脚本为 https://github.com/tensorflow/models/tree/master/research/slim/datasets/download_and_convert_imagenet.sh
set -e
if [ -z "$1" ]; then
echo "usage download_and_convert_imagenet.sh [data dir]"
exit
fi
# Create the output and temporary directories.
# 创建输出和临时目录。
DATA_DIR="${1%/}"
SCRATCH_DIR="${DATA_DIR}/raw-data/"
mkdir -p "${DATA_DIR}"
mkdir -p "${SCRATCH_DIR}"
WORK_DIR="$0.runfiles/__main__"
# Download the ImageNet data.
# 下载ImageNet数据。
LABELS_FILE="${WORK_DIR}/datasets/imagenet_lsvrc_2015_synsets.txt"

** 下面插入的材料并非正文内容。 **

PR #111, opened 2021-02-10
[13.0][FIX] Check database existence before initializing it

### LINKED ISSUE #108: Odoo crashes after dropping a database

SilvioGregorini:
Closes #108

### DIFF
--- a/base_rest/http.py
+++ b/base_rest/http.py
@@ -211,7 +211,7 @@ ori_get_request = Root.get_request
 
 def get_request(self, httprequest):
     db = httprequest.session.db
-    if db:
+    if db and odoo.service.db.exp_db_exist(db):
         # on the very first request processed by a worker,
         # registry is not loaded yet
         # so we enforce its loading here to make sure that


lmignon (approved):

base_rest/http.py
```diff
@@ -211,7 +211,7 @@ def make_json_response(self, data, headers=None, cookies=None):
 
 def get_request(self, httprequest):
     db = httprequest.session.db
-    if db:
+    if db and odoo.service.db.exp_db_exist(db):
```
sbidoul, line 214: Calling `exp_db_exist` at the beginning of each request could have significant performance impacts ?

SilvioGregorini: @sbidoul actually, I didn't run any test about it. Got any idea about how to check it?

len-foss: You could run a script to make a significant number of requests with curl and profile performance (https://www.odoo.com/documentation/14.0/howtos/profilecode.html).

If the impact is not negligible this could simply be put into another module that just overrides get_request to make the check, and it might depend on server-env to be skipped in prod <insert joke about how often prod db are dropped>.

SilvioGregorini: @sbidoul @len-foss I tested both version of the method, confronting the execution time for both cases (whether `exp_db_exist` is called or not), testing batches of 1, 10, 100, 1000, 10000 requests.

The difference is totally negligible for batches up to 1000 requests (< 0.5% delay); with 1000 requests, I found an average of 1.5% delay (which means, for example, that 1000 requests are managed in 82.809 seconds when `exp_db_exist` is not called, 84.041 seconds otherwise), and it grows up to ~2.7% for 10k requests (1796.228s without `exp_db_exist`, 1843.874s with it).

What do you think of it?

PR #115, opened 2021-02-16
rest_log: fix init hook

simahawk:
Previous hook was cloning the table
but by doing so SQL sequences and indexes were missing.


simahawk:
@lmignon if you don't have anything against it I'd fast track it as it fixes the transition from shopfloor_log.

lmignon (approved):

DOWNLOAD_SCRIPT="${WORK_DIR}/datasets/download_imagenet.sh"
"${DOWNLOAD_SCRIPT}" "${SCRATCH_DIR}" "${LABELS_FILE}"
# Note the locations of the train and validation data.
# 请注意训练数据集和验证数据集的位置。
TRAIN_DIRECTORY="${SCRATCH_DIR}train/"
VALIDATION_DIRECTORY="${SCRATCH_DIR}validation/"
# Preprocess the validation data by moving the images into the appropriate
# sub-directory based on the label (synset) of the image
# 通过将图像移动到基于图像的标签(synset)的适当的子目录来预处理验证数据。
echo "Organizing the validation data into sub-directories."
PREPROCESS_VAL_SCRIPT="${WORK_DIR}/datasets/preprocess_imagenet_validation_data.py"
VAL_LABELS_FILE="${WORK_DIR}/datasets/imagenet_2012_validation_synset_labels.txt"
"${PREPROCESS_VAL_SCRIPT}" "${VALIDATION_DIRECTORY}" "${VAL_LABELS_FILE}"
# Convert the XML files for bounding box annotations into a single CSV.
# 将边界框注释的XML文件转换为单个CSV。
echo "Extracting bounding box information from XML.